下では一般民衆は、ソーシャルネットや携帯を、ブラック・ジョークで一杯にした。はっきりしていることは、セバスティアン・ピニェラはアウグスト・ピノチェトとそのほかの人物と同じように、国民社会の大きな部分にたいする、人道にたいする犯罪、政治的責任にたいして、1分たりとも償うことなく死んだということだ。

 

不処罰がギャロップで走る。
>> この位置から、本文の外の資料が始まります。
PR #995, opened 2022-07-26
Implement Content-Encoding aware query decompression support

### LINKED ISSUE #879: Take the content-encoding header into account when parsing a query
Currently, async-graphql reads the `content-type` header when parsing a GQL query to know if the query is encoded in JSON or CBOR.
However, it doesn't read the `content-encoding` header, which might indicate that the query was compressed.

Async-graphql should read the `content-encoding` header and decompress the payload if needed before parsing the query according to the `content-type` header. I think it would be sufficient for a first implementation of this feature to only handle `gzip`  compression; and this could be guarded behind a crate feature to mirror what was done with CBOR decoding.

Request compression is a niche use case but it can substantially reduce the volume of data sent to the GQL server. This is why I think it could be important to support this.

SadiinsoSnowfall:
Just a draft PR, this needs verification & unit testing.

This PR implements Content-Encoding aware decompression support for incoming GQL queries. This can be useful when dealing with large queries that compress well. This add supports for gzip, deflate, brotli and zstd compression algorithms under the new feature "compression".

Actix-web has similar features to allow the decompression of incoming requests based on the content-encoding header.

Fixes #879.

### DIFF
--- a/Cargo.toml
+++ b/Cargo.toml
@@ -26,6 +26,7 @@ string_number = []
 tokio-sync = ["tokio"]
 tracing = ["tracinglib", "tracing-futures"]
 unblock = ["blocking"]
+compression = ["brotli", "flate2", "zstd"]
 
 [dependencies]
 async-graphql-derive = { path = "derive", version = "4.0.6" }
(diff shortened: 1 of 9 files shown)


sunli829:
Thanks a lot for the PR, just this should be implemented by web framework? 😂

SadiinsoSnowfall:
This is indeed already implemented by some web frameworks (such as Actix-web) but async-graphql bypasses this mechanism because it works on raw requests.

PR #996, opened 2022-07-28
Add tracing to dataloader methods when the tracing feature is enabled.

### LINKED ISSUE #908: Tracing with Dataloader does not work correctly
## Expected Behavior
I would expect the spans that are created within the dataloader to have a parent span that is generated by the tracing extension

## Actual Behavior
When using an tracing extension with async-graphql and dataloaders the traces get split up and the parent-child relationship gets lost.

Enable the tracing extension and then load multiple items using a dataloader. Notice that all spans that are generated within the dataloader are not connected to the parent graphql span 

## Specifications

- Version: 3.0.31
- Platform: Linux
- Subsystem: tracing

Dig-Doug:
I tested this by modifying the tide-dataloader example and attaching it to jaeger. You'll see in the screenshot below that the trace successfully gets passed from the top level schema, through the library, and finally to the data loader implementation.

localhost_16686_trace_4baff6fd542886d9c118deb6bed16483 (2)

Fixes #908

### DIFF
--- a/Cargo.toml
+++ b/Cargo.toml
@@ -82,7 +82,7 @@ tracing-futures = { version = "0.2.5", optional = true, features = [
   "std-future",
   "futures-03",
 ] }
-tracinglib = { version = "0.1.25", optional = true, package = "tracing" }
+tracinglib = { version = "0.1.35", optional = true, package = "tracing" }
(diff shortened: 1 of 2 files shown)


sunli829:
That's great! 🙂

PR #1010, opened 2022-08-05
Update README.md

bradleyess:
Add Formidable blog post for Async GraphQL w/ Rust. 

I found this to be an incredibly "real-world" example of using this library and I think lots of others will find similar value.


sunli829:
Thanks! 🙂

PR #1013, opened 2022-08-08
Add section about redacting data from input objects

Gricha:
Hey! I've spent a bit more time than necessary to find out about `secret` attribute. Throwing this into the book's InputObject section.


sunli829:
Thanks!😃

次の反乱までのあいだ、ということだ。

(通算4021) (RebelionのAndres Figueroa Cornejoの"Sebastian Pinera muere en accidente:otro que se fue sin pagar"による)

 

(foto:AFP)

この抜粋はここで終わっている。